As a member of the programme committee of the Donaueschingen Festival (the event moved to Baden-Baden in 1927 and to Berlin for the final pre-war festival in 1930) Hindemith highlighted certain genres in each year’s programmes and invited composers to write works along specified guidelines for performance at the festival. In 1925 a cappella music and the chamber concerto were featured; in 1926 music for mechanical instruments and music for wind received special attention; in 1927 the featured genres were film music and one-act opera; in 1928 they were organ music and the chamber cantata; in 1929 music for radio and teaching pieces were highlighted; and finally, in 1930, music composed specifically for gramophone recordings took centre stage. In this way, Hindemith focussed attention on the practical role of music, encouraging composers to return to composing for a given purpose and according to prescribed premises. He formulated this principle in 1927 as follows: ‘The composer today should write only if he knows for what purpose he is writing. The days of composing only for the sake of composing are perhaps gone for ever.’ (Paul Hindemith: Aufsätze-Vorträge-Reden, p.27)
In order to divert attention away from aspects of style and towards suitability of purpose, Hindemith composed a work in collaboration with his pupils Harald Genzmer and Oskar Sala and had it performed anonymously in Berlin in 1930. He also took advantage of festivals, especially in Baden-Baden, to improve general knowledge of contemporary music by inviting people involved in the amateur music movement to attend concerts.

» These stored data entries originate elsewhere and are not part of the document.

PR #5297, opened 2022-05-04
Add compatibility to Python 2.7 again

maximlt:
Until HoloViews 2.0 compatibility to Python 2.7 is meant to be ensured. This PR reactivates the CI to run on Python 2.7 and will certainly have to make a few changes to the code base to get the tests to pass (removing fstrings, etc.).

### DIFF
--- a/.github/workflows/test.yml
+++ b/.github/workflows/test.yml
@@ -109,3 +109,63 @@ jobs:
           eval "$(conda shell.bash hook)"
           conda activate test-environment
           codecov
+  test_suite_26:
+    name: Pytest on ${{ matrix.python-version }}, ${{ matrix.os }}
+    runs-on: ${{ matrix.os }}
+    strategy:
+      fail-fast: false
+      matrix:
+        os: ['ubuntu-latest', 'macos-latest', 'windows-latest']
+        python-version: ['2.7']
+    timeout-minutes: 60
+    defaults:
+      run:
+        shell: bash -l {0}
+    env:
+      MPLBACKEND: "Agg"
+      CHANS_DEV: "-c pyviz -c bokeh -c conda-forge -c nodefaults"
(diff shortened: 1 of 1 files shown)


Hoxbro:
Has there ever been any discussion in releasing a version 1.15, which is (almost) identical to version 1.14.9 but will remove dependencies of Python versions below 3.7?

maximlt:
I don't think so but I may be wrong. I'll let @jlstevens chime in since he has opinion about this whole topic.

jlstevens:
> Has there ever been any discussion about releasing version 1.15? Which is (almost) identical to version 1.14.9 but will remove dependencies of Python versions below 3.7.

This isn't a half bad idea!

In the release notes/CHANGELOG we wrote:

> It is important to note that version 1.14 will be the last HoloViews release supporting Python 2.

This leaves the possibility of a a 1.15 hotfix series (where dropping py2 is the breaking change) which lets us do this without also having to get version 2 out! Thoughts @philippjfr ?

philippjfr:
Agree, seems like a good idea. 2.0 isnt any closer at this point so that would make our lives easier.

maximlt:
Ok so deal, 1.15 will drop support of Python 2.7 (🎉). Should it also drop support of Python 3.6?

philippjfr:
IMO yes, since latest bokeh and panel do not support 3.6 and the only way this actually makes our lives easier if people on different python versions don't end up on completely different versions of our stack.

jlstevens:
As we need a release ASAP and python 2 is actually broken right now (while 3.6 isn't), I suggest we release 1.15 to drop python 2 and revisit 3.6 support as a separate discussion later.

jlstevens:
Python 2 support has been fixed in https://github.com/holoviz/holoviews/pull/5218 for 1.14.9. We will drop support in 1.15.0.

PR #5302, opened 2022-05-06
Don't skip each renderer's load_nb call when multiple extension calls are made in a single cell

maximlt:
Attempt to fix an issue observed when building hvPlot's docs, where no Plotly plot was displayed.

Each holoviews renderer (bokeh, mpl, plotly) has a `load_nb` method that actually doesn’t load any code in the notebook, it’s just doing some extra setting. Plotly’s one does the equivalent of `pn.extension('plotly')` minus the insertion of JS/CSS into the notebook, already done elsewhere. The new pyviz_comms/holoviews/panel have added a way to only load the code once in a notebook cell, even when `.extension()` is called multiple times. At the holoviews level though this also avoids calling each renderer’s `load_nb` method, leading in Plotly’s case to Panel not being set up properly.

The suggested solution is not to skip calling each renderer's `load_nb` method.

### DIFF
--- a/holoviews/ipython/__init__.py
+++ b/holoviews/ipython/__init__.py
@@ -184,9 +184,9 @@ class notebook_extension(extension):
             config.comms = comms
 
         same_cell_execution = getattr(self, '_repeat_execution_in_cell', False)
+        for r in [r for r in resources if r != 'holoviews']:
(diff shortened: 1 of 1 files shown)


maximlt:
@jlstevens it'd be nice if you could have a look at this PR (to get it in the next release if it's OK).

Issue #5303, opened 2022-05-10
Blue plot


Hoxbro:
Noticed a blue plot on the holoviews documentation page [here](https://holoviews.org/getting_started/Introduction.html#compositional-overlays).  It could be related to https://github.com/holoviz/datashader/issues/1051.

![image](https://user-images.githubusercontent.com/19758978/167686525-003a62d3-a684-4b64-b175-5cf1ad210500.png)

jbednar:
Yes, the blue is fairly distracting here, and I think we should do the same thing we do in Datashader, which is to make a distinction between no data (zero counts show up transparent) and data (non-zero counts are mapped to the colorbar). Bokeh has options for this, but I can't seem to make them work:

```python
import pandas as pd, numpy as np, holoviews as hv
hv.extension('bokeh')

taxi_dropoffs = {hour:arr for hour, arr in np.load('../assets/hourly_taxi_data.npz').items()}
bounds = (-74.05, 40.70, -73.90, 40.80)

image = hv.Image(taxi_dropoffs['0'], ['lon','lat'], bounds=bounds)
image.opts(width=450, tools=['hover'], clipping_colors={'NaN': 'transparent'}, colorbar=True)
image
```
<img width="465" alt="image" src="https://user-images.githubusercontent.com/1695496/167697512-7d1bc52d-00b4-400e-8ac7-c0cc4a0e364b.png">

```python
image.opts(nodata=0)
```
<img width="458" alt="image" src="https://user-images.githubusercontent.com/1695496/167697616-8b617a3c-e785-4ae6-82de-04832718cc25.png">

```python
image.data = np.where(image.data == 0, np.nan, image.data)
image
```
<img width="459" alt="image" src="https://user-images.githubusercontent.com/1695496/167697692-36a02ec8-3f4b-44f6-8dab-d299aeea0ba7.png">

We'd want it to look like the last image here, but to get that to work I had to manipulate the NumPy array directly; shouldn't it work to just specify `nodata`?

Hoxbro:
This works without manipulating the array directly `image.redim.nodata(z=0)`

jbednar:
Thanks! @jlstevens , any idea how `nodata=`*x* is supposed to be used if not like this?

jlstevens:
`image.opts(width=450, tools=['hover'], clipping_colors={'NaN': 'transparent'}, colorbar=True, nodata=0)` should work as `nodata` is both an option on dimensions and a plot option for images.

[...]

PR #5309, opened 2022-05-16
Replaced zeros with nans in hourly_taxi_data.npz

jlstevens:
Fixes the getting started example by replacing zeros in the raster data with nans:

image

Addresses https://github.com/holoviz/holoviews/issues/5303


jbednar:
Thanks. I think that's a better approach than https://github.com/holoviz/holoviews/pull/5304 in that it keeps the user-visible story simpler; I didn't like having to explain `nodata`!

At the same time, he tried to interest composers in amateur music-making. These undertakings were allied to fundamental convictions expressed in his lectures, articles and the prefaces of his scores. Increasingly he felt a duty to the public, however anonymous or amorphous. As early as 1925 he acknowledged:
I am firmly convinced that a big battle over new music will start in the next few years – the signs are already there. The need will be to prove whether or not the music of our day, including my own, is capable of survival. I of course believe firmly in it, but I also believe that the reproaches made against most modern music are only too well deserved. (Selected Letters of Paul Hindemith, p.38)
Changes in Hindemith’s personal life also reflected his growing sense of responsibility. In 1924 he married Gertrud Rottenberg, who was descended on her mother’s side from one of Frankfurt’s most respected families. Her grandfather Franz Adickes had been a distinguished mayor of the city, and her uncle Alfred Hugenberg was one of the most influential newspaper publishers of the Weimar Republic. Gertrud had trained as an actress and singer and was an enthusiastic amateur cellist, but extreme stage-fright had ended her plans for a career on the stage. After their marriage, she took a close interest in her husband’s work, usually accompanying him on his journeys and writing letters on his behalf, particularly in later years. Hindemith dedicated many of his works to her and also wrote a number of songs and small pieces suited to her musical capabilities.